Spontaneous coronary artery dissection (SCAD), a non-atherosclerotic cause of myocardial infarction commonly seen in young women, has both complex genetic and monogenic influences, SanthI K Ganesh, medical doctor, associate professor of internal medicine and human genetics at the University of Michigan Medical School, and his colleagues wrote in JAMA Cardiology. Current estimates are that approximately 5% of all patients with SCAD have a monogenic etiology involving genes that have been previously implicated in vascular connective tissue diseases, including genes underlying vascular Ehlers- Danlos, Marfan syndrome, Loeys-Dietz syndrome and fibrillar collagens.
Whole exome sequencing
Ganesh and colleagues performed whole-exome sequencing for subsequent case-control association analyzes and individual variant annotation in 336 adults with high-risk SCAD from May 2014 to August 2018 recruited from the Canadian Registry of SCAD. The average age of participants was 53; 90% were female and 87.5% were white. The researchers also selected 282 age-, sex-, and ancestry-matched healthy controls from the Michigan Genomics Initiative biorepository.

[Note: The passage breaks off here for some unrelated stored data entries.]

PR #192, opened 2020-11-12
static IP support for service LB using spec.loadbalancerIP

shubhamavi:
This introduces staticIP support for k8s services objects using the `spec.loadBalancerIP` field
The functionality is similar to how AKO handles static IPs in gateways, wherein updates on the corresponding vsvip objects is not allowed. In order to update the static IP, the Service/Gateway object must be re-created using the new preferred IP.
Errors associated to preferred IP updates are reported to the gateway status conditions, but is not currently possible in case of service objects, although AKO logs the Avi controller API response error.


sudswasavi (approved):
LGTM. @parimanur / @monotosh-avi can you guys pls take a look?

monotosh-avi (approved):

Researchers annotated genetic variants for pathogenicity by in silico analysis of genes previously defined by sequencing for vascular connective tissue disease and/or SCAD, as well as genes prioritized by the system-wide association study. genome (GWAS) and colocalization of arterial expression quantitative trait loci.
The researchers then compared the aggregated variants seen in participants with SCAD with those in matched controls or the Genome Aggregation Database (gnomAD).

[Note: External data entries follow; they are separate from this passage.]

PR #193, opened 2020-11-12
Support Tenancy in AKO.

parimanur:
In AKO custom role,  below permissions are needed for admin tenant.
image

image

image

Custom role needs to be assigned for each cluster tenant.
image


sudswasavi:
@parimanur is it possible to not allow `admin` access to the individual AKOs? What permissions are granted if we add the `Tenant-admin` role. Does it only allow access to VRFs or more than that? cc @apalsule

parimanur:
> @parimanur is it possible to not allow `admin` access to the individual AKOs? What permissions are granted if we add the `Tenant-admin` role. Does it only allow access to VRFs or more than that? cc @apalsule

@sudswasavi Tenant-Admin has privilege only in his tenant. We can in-fact have another custom role ako-tenant which has specific Read/Write privilege for that particular tenant.

sudswasavi (commented):
Looks good to me overall.
@parimanur  looks like the tests only try the `admin` tenant. Can we try a few UTs for this change in the next PR?

sudswasavi:
@shubhamavi / @monotosh-avi PTAL and merge as appropriate.

sudswasavi (approved):

sudswasavi:
@parimanur what happens if a customer had VSes in the `admin` tenant and then configured AKO with a `foo` tenant?

parimanur:
> @parimanur what happens if a customer had VSes in the `admin` tenant and then configured AKO with a `foo` tenant?

The upgrade/switch will be disruptive, the flow would be delete all the config from older tenant and then to switch the tenant in AKO

sudswasavi:
> > @parimanur what happens if a customer had VSes in the `admin` tenant and then configured AKO with a `foo` tenant?
> 
> The upgrade/switch will be disruptive, the flow would be delete all the config from older tenant and then to switch the tenant in AKO

Can we handle this automatically in AKO though? Maybe in the next PR? What are your thoughts? @apalsule

monotosh-avi (approved):

apalsule:
> > > @parimanur what happens if a customer had VSes in the `admin` tenant and then configured AKO with a `foo` tenant?
> > 
> > 
> > The upgrade/switch will be disruptive, the flow would be delete all the config from older tenant and then to switch the tenant in AKO
> 
> Can we handle this automatically in AKO though? Maybe in the next PR? What are your thoughts? @apalsule

@sudswasavi Seems difficult to handle automatically, will tenant change involve a reboot of AKO ? We may not even have the old tenant context and permissions to delete the older VSes.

Within the cohort, 94 participants met the criteria for a high-risk SCAD phenotype, including eight with peripartum SCAD (2%), 33 with recurrent SCAD (10%) and 65 with a family history of arterial disease (19%). ).
Researchers identified variants in vascular connective tissue disease genes in 17% of participants with high-risk SCAD; these were enriched with respect to gnomAD data (OR = 2.6; 95% CI, 1.6-4.2; P= 7.8×104). The researchers observed important signals in COL3A1 (OR=13.4; 95% CI, 4.9-36.2; P= 2.8×104) and Loeys-Dietz syndrome genes (OR = 7.9; 95% CI, 2.9-21.2; P = 2×103).
Variants of priority genes for GWAS, observed in 6.4% of participants with high-risk SCAD, were also enriched (OR = 3.6; 95% CI, 1.6-8.2; P = 7.4×103). Variants annotated as “probably pathogenic or pathogenic” appeared in four individuals in the COL3A1, TGFBR2 and ADAMTSL4 Genoa.
The researchers also identified novel associations with peripartum SCAD using genome-wide clustered variant testing.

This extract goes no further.